Polarization measurement was conducted to determine the generation of MFC at different external resistances (11 MΩ–1 Ω) using an external resistor. The polarization curves were obtained from the corresponding voltage data. The open-circuit voltages (OCVs) of air-cathode MFCs were measured using a voltage meter. The current density (I) was given by: $I=\frac{V_{voltage}}{R_{external}},$ and the power density (P) was calculated by the following relationship: $P=V\times I$, where I and P are normalized to the surface of the catalyst.

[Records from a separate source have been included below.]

Issue #751, opened 2016-08-29
Some libs may return a function from render()


treshugart:
If so, we might think about checking the return value from `render()` and calling it if it's a function. If not and you use something like https://github.com/thejameskyle/incremental-dom-react-helper, you have to do:

```js
// Note the extra "()"
return (<span />)();
```

treshugart:
Closed as it was fixed in #777.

3.4. COD Removal Efficiency and Heavy Metals’ Analysis

The chemical oxygen demand (COD) was performed as mentioned in the APHA protocol [46,47], employing a spectrophotometer, Spectroquant Nova 30 (Merck, Germany), and calculated with the following equation:

$$CO{D}_{removal}=\frac{{\left[C\right]}_{initial}-{\left[C\right]}_{final }}{{\left[C\right]}_{initial}}\times 100\%$$

(2)

where [C]_initial = initial COD (mg/L) of the effluent in the anode chamber and [C]_final = COD of the effluent (mg/L) in the anode chamber at the end of the experiment.

Analysis of heavy metals (⁵⁶Fe, ⁵²Cr, ¹¹¹Cd, and ⁶³Cu) in wastewater was performed by ICP-MS Agilent 7500ce (Agilent Technologies, Santa Clara, CA, USA), equipped with an auto-sampler, ASX-510 (Cetac Technologies Inc., Omaha, NE, USA). The pH was determined using a digital pH meter (Crison Instruments, Barcelona, Spain) calibrated before each measurement. The wastewater-treated samples had a COD of about 471 ± 3 mg/L and a pH of about 7.24 ± 0.2.

4. Conclusions

Performances of Mg-modified LiNb_1−xTa_xO₃ (x = 0.8) as a cathode component in a single-chamber microbial fuel cell, using wastewater feedstock, were evaluated under sunlight irradiation and without a light source. The MFC efficiency was investigated in terms of electricity production and wastewater purification. The results obtained with the Li_0.95Ta_0.76Nb_0.19Mg_0.15O₃ (LTNMg) ferroelectric cathode ceramic in the MFC device process showed a high COD removal of ~96% after a working time of 168 h, allowing the biofuel cells to produce a maximum power density of 228 mW m⁻². LTNMg performed much better under irradiation, reaching a maximum voltage of 470 mV in an open circuit. The structural and optoelectronic properties of the LTNMg ceramic promoted the cathodic efficiency during the MFC operation. The high performance of the MFC device was attributed to the photocatalytic effect of Li_0.95Ta_0.76Nb_0.19Mg_0.15O₃, which improved the process of the cathodic electron transfer inside the MFC device.

The wastewater purification effectiveness was checked in terms of heavy metals’ removal, particularly for ⁶³Cu, ¹¹¹Cd, ⁵⁶Fe, and ⁵²Cr. The highest removal percentage was around 96% for ⁶³Cu, with the lowest efficiency being 17% for ¹¹¹Cd.

In conclusion, Li_0.95Ta_0.76Nb_0.19Mg_0.15O₃ showed remarkable electro- and photo-catalytic performance in the MFC bifunctional process, producing a high wastewater purification and efficient electric production under visible light. This ceramic appears to be a promising alternative cathode component in a new generation of MFC devices.